64話
「フィオナ、はい」
アディエルからグラスを手渡される。
「ありがとう」
受け取って一口含むと、甘く爽やかな香りが口いっぱいに広がった。
冷えた飲み物が、会場の熱気に温まった身体に心地よく染み渡る。
「そういえば……公爵様と夫人は?」
王宮に着いてからしばらく経つが、まだ二人の姿を見かけていなかった。
「今朝、サハル王国の出迎えに行っているから、たぶん一緒に来ると思う」
公爵様は、ベリオン王国とサハル王国を繋いだ功績者だ。
出迎えに赴き、行動を共にするのも自然なことなのだろう。
ふと、以前聞いた公爵様とアディエルの会話を思い出す。
確か、アディエル自身もサハル王国の王子と面識があると言っていた。
「……アディエル、ここにいて大丈夫なの?」
思わず心配になって尋ねると、アディエルは穏やかに微笑み、頷いた。
「うん、大丈夫。……フィオナを一人にはしたくないから」
その言葉に、胸の奥がじんわりと温かくなる。
今まで、夜会といえばセレーナとレオリオを交えた四人で参加することが多かった。
けれど途中で彼らとは別行動になり、アディエルの周囲には常に人だかりができる。
私は壁際で、静かに過ごすことがほとんどだった。
――誰の目にも留まっていないと思っていたけれど。
もしかしたら、アディエルはそんな私のことも、ちゃんと見つけてくれていたのかもしれない。
そっと、アディエルが私の手を握る。
「もう、一人にはさせないから」
宣言するような囁きに、思わず息をのむ。
気持ちを伝えられればと、握られた手に力を込めて微笑むと、アディエルも優しい笑顔を返してくれた。

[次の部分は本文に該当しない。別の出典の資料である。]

PR #9190, opened 2025-02-03
feat: allow SCIM user deletion

sighphyre:
# Summary 

Adds a way to remove SCIM entities if you're an admin

## Frontend Changes

Groups and users can now be deleted if they originate from SCIM, the usual deletion buttons have just been re-enabled.

The UI for SCIM setup itself has been given two new buttons, one each for nuking all SCIM groups and users. This requires a [companion PR](https://github.com/bricks-software/unleash-enterprise/pull/35) on enterprise to work correctly. I've opted specifically to add these buttons to the SCIM setup interface because this is more a SCIM problem that a group/user problem from a user perspective and because this really shouldn't be part of the standard manage groups/users flow,

## Backend Changes

Group/user deletion code no longer rejects calls if the group/user is a SCIM entity.

A method for deleting all users has been added to the user-service. This is specifically not added to the SCIM code because that code is for handling callers from the outside world wanting to work against the SCIM protocol. 

## Discussion

This has added two new events for bulk deletion. Those events do not do a pre-data/post data check, which means they show up in the event log as just "ScimGroupsDeleted". I'm not convinced this is the correct choice because audit logs should show a full record of what happened. That being said, this is very much an escape hatch for SCIM if something goes wrong and I'm worried about dropping a 70K entity change into the event log, both from a UI sanity perspective and from a melt-the-database perspective

### DIFF
--- a/frontend/src/component/admin/auth/ScimSettings/ScimDeleteUsersDialog.tsx
+++ b/frontend/src/component/admin/auth/ScimSettings/ScimDeleteUsersDialog.tsx
@@ -24,7 +24,7 @@ export const ScimDeleteEntityDialog = ({
         open={open}
         primaryButtonText={`Delete SCIM ${entityType}`}
         secondaryButtonText='Cancel'
-        title={`Really Delete All SCIM ${entityType}?`}
+        title={`Do you really want to delete ALL SCIM ${entityType}?`}
         onClose={closeDialog}
         onClick={removeUser}
     >
--- a/frontend/src/component/admin/auth/ScimSettings/ScimDeleteUsersDialog.tsx
+++ b/frontend/src/component/admin/auth/ScimSettings/ScimDeleteUsersDialog.tsx
@@ -1,0 +1,36 @@
+import { Alert, styled, Typography } from '@mui/material';
+import { Dialogue } from 'component/common/Dialogue/Dialogue';
+
+const StyledAlert = styled(Alert)(({ theme }) => ({
+    marginBottom: theme.spacing(3),
+}));
+
+export type EntityType = 'Users' | 'Groups';
+
+interface IScimDeleteUsersProps {
+    open: boolean;
+    entityType: EntityType;
+    closeDialog: () => void;
+    deleteEntities: () => void;
+}
+
+export const ScimDeleteEntityDialog = ({
+    open,
+    closeDialog,
+    deleteEntities: removeUser,
+    entityType,
+}: IScimDeleteUsersProps) => (
+    <Dialogue
+        open={open}
+        primaryButtonText={`Delete SCIM ${entityType}`}
+        secondaryButtonText='Cancel'
+        title={`Really Delete All SCIM ${entityType}?`}
+        onClose={closeDialog}
+        onClick={removeUser}
+    >
+        <Typography variant='body1'>
+            This will delete all {entityType.toLocaleLowerCase()} created or
+            managed by SCIM.
+        </Typography>
+    </Dialogue>
+);
--- a/frontend/src/component/admin/auth/ScimSettings/ScimSettings.tsx
+++ b/frontend/src/component/admin/auth/ScimSettings/ScimSettings.tsx
@@ -200,7 +200,7 @@ export const ScimSettings = () => {
                     </Grid>
                     <Grid item md={10.5} mb={2}>
                         <StyledTitleDiv>
-                            <strong>Clear SCIM Groups</strong>
+                            <strong>Delete SCIM Groups</strong>
                         </StyledTitleDiv>
                         <p>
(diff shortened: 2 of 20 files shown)


frontend/src/component/admin/auth/ScimSettings/ScimDeleteUsersDialog.tsx
```diff
@@ -0,0 +1,36 @@
...
+    open,
+    closeDialog,
+    deleteEntities: removeUser,
+    entityType,
+}: IScimDeleteUsersProps) => (
+    <Dialogue
+        open={open}
+        primaryButtonText={`Delete SCIM ${entityType}`}
+        secondaryButtonText='Cancel'
+        title={`Really Delete All SCIM ${entityType}?`}
```
gastonfournier, line 27:
```suggestion
        title={`Do you really want to delete ALL SCIM ${entityType}?`}
```
Who am I to judge your English :see_no_evil: :rofl:

frontend/src/component/admin/auth/ScimSettings/ScimSettings.tsx
```diff
@@ -138,6 +173,57 @@ export const ScimSettings = () => {
...
+                            onClick={() => {
+                                setDeleteUsersDialog(true);
+                            }}
+                        >
+                            Delete Users
+                        </Button>
+                    </Grid>
+                    <Grid item md={10.5} mb={2}>
+                        <StyledTitleDiv>
+                            <strong>Clear SCIM Groups</strong>
```
gastonfournier, line 203:
```suggestion
                            <strong>Delete SCIM Groups</strong>
```
Maybe for consistency with the previous title about SCIM users?

frontend/src/component/admin/groups/Group/Group.tsx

そのまま二人で微笑み合っていると、会場が急にざわめき始めた。
視線を向けると、そこにはベリオン国王子を先頭に、ランフォード公爵夫妻、そして異国風の一団が姿を現した。
褐色の肌に、黒い瞳。
白く輝く髪。
肩に掛けられた羽織物は、極彩色が美しい。
遠目からでも光り輝いて見えるのは、それだけ上質な絹を使っている証拠だろう。
異国の空気を纏ったその姿に、思わず見入ってしまう。
ふと、一際華やかな雰囲気を放つ男性と目が合った。
不躾だったかと不安になるが、彼は気にした様子もなく、むしろ楽しげに微笑んでいた。
とにかく謝意を伝えようと、頭を下げかけた――その時。
急に、肩を抱かれる。
思いのほか強い力に驚き、反射的に視線を移すと、そこにはアディエルがいた。
私の肩を抱いたまま、向こうを睨みつけるように見つめている。
慌てて視線を戻すと、華やかな男性は、口を大きく開けて笑っていた。
その様子から、気分を害していないことが伝わり、思わずほっと胸を撫で下ろす。
「アディエル、もしかして……あの方がサハル王国の王子なの?」
問いかけると、アディエルははっとしたように手の力を緩め、謝るような仕草で私の肩を撫でた。
「……うん。そうだよ」
「じゃあ、ご挨拶に行かなきゃ」
そう促すけれど、アディエルの足は動く気配がない。
「フィオナは……ああいうのが好きなの?」
「……え?」
あまりに唐突な質問に、思わず目を瞬かせる。
挨拶の話から、どうして私の好みの話になるのだろう。
戸惑って視線を彷徨わせると、アディエルは正面から視線を合わせてきた。
「答えて」
真剣な眼差しに、答えを聞くまで動かない意思を感じる。
「えっと……好き、というより……」
言葉を選びながら答える。
「初めて見る色合いが、素敵だなって思って……」
「……色合い?」
真剣に答えたのだが、アディエルからは間の抜けた声が返ってくる。
「ほら、絹の羽織物。ああいう派手な色使いはベリオン王国ではあまり見かけないから……」
微妙に噛み合っていない会話に、首を傾げながら説明すると、アディエルは深く息を吐き、力が抜けたように俯いた。
「ア、アディエル?」
慌てて声を掛けると、彼はすぐに顔を上げた。
その表情は――なぜか、とても清々しい。
「うん。フィオナは、そういう子だ」
一人納得したように頷くが、意味が分からず、私はただ首を傾げるしかない。
アディエルは私の手を取り、そっと指を絡めた。
「気は進まないけど……挨拶に行こう」
そう言って歩き出すアディエルの足取りは、ずいぶん軽やかだった。
私の頭にはたくさんの「?」が浮かんでいたけれど。
彼の楽しそうな横顔を見ているうちに、考えること自体がどうでもよくなってしまう。
――まあ、いいか。
そんな気持ちで、私はアディエルの手を握り返したのだった。